◆ The task
Restate word for word every line from the top of the data below down through the line that holds "(diff shortened: 1 of 5 files shown)".

◆ Material provided
Start of Block
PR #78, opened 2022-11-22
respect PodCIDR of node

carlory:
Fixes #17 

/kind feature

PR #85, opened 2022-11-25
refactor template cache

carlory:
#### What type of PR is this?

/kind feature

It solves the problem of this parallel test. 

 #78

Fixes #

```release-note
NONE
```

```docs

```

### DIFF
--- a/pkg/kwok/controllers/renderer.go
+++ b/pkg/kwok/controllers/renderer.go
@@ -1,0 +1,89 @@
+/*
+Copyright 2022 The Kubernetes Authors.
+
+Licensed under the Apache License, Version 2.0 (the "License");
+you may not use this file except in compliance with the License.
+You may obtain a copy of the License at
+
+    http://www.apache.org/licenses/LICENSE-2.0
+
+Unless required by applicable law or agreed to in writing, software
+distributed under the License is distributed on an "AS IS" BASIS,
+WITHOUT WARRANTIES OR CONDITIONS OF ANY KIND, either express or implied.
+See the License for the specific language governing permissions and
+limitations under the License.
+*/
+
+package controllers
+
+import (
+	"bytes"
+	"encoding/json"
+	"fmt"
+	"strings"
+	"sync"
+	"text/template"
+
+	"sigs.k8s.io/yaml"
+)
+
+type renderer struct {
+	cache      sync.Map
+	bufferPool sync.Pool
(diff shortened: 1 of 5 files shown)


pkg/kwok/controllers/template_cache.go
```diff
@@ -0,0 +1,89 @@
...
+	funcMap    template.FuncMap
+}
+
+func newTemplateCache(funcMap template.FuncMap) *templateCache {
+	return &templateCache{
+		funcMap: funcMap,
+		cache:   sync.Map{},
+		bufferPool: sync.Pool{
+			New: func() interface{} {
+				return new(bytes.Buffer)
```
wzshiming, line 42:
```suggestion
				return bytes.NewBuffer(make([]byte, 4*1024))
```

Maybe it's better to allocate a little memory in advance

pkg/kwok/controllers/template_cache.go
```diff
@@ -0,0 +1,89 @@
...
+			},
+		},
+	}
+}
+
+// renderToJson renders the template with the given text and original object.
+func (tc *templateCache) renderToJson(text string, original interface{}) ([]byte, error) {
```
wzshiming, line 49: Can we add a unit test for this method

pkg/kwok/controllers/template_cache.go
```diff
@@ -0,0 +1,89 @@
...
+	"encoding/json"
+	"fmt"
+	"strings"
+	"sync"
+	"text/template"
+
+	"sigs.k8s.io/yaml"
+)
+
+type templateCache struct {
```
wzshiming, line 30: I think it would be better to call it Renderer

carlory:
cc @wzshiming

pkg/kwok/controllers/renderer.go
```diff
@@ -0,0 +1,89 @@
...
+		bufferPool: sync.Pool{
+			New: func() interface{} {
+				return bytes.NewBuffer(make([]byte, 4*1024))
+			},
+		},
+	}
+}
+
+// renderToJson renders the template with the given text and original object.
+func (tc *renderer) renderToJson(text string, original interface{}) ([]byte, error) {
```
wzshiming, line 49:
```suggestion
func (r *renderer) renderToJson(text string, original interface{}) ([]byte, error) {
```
End of Block
◆ Exercise result
PR #78, opened 2022-11-22
respect PodCIDR of node

carlory:
Fixes #17 

/kind feature

PR #85, opened 2022-11-25
refactor template cache

carlory:
#### What type of PR is this?

/kind feature

It solves the problem of this parallel test. 

 #78

Fixes #

```release-note
NONE
```

```docs

```

### DIFF
--- a/pkg/kwok/controllers/renderer.go
+++ b/pkg/kwok/controllers/renderer.go
@@ -1,0 +1,89 @@
+/*
+Copyright 2022 The Kubernetes Authors.
+
+Licensed under the Apache License, Version 2.0 (the "License");
+you may not use this file except in compliance with the License.
+You may obtain a copy of the License at
+
+    http://www.apache.org/licenses/LICENSE-2.0
+
+Unless required by applicable law or agreed to in writing, software
+distributed under the License is distributed on an "AS IS" BASIS,
+WITHOUT WARRANTIES OR CONDITIONS OF ANY KIND, either express or implied.
+See the License for the specific language governing permissions and
+limitations under the License.
+*/
+
+package controllers
+
+import (
+	"bytes"
+	"encoding/json"
+	"fmt"
+	"strings"
+	"sync"
+	"text/template"
+
+	"sigs.k8s.io/yaml"
+)
+
+type renderer struct {
+	cache      sync.Map
+	bufferPool sync.Pool
(diff shortened: 1 of 5 files shown)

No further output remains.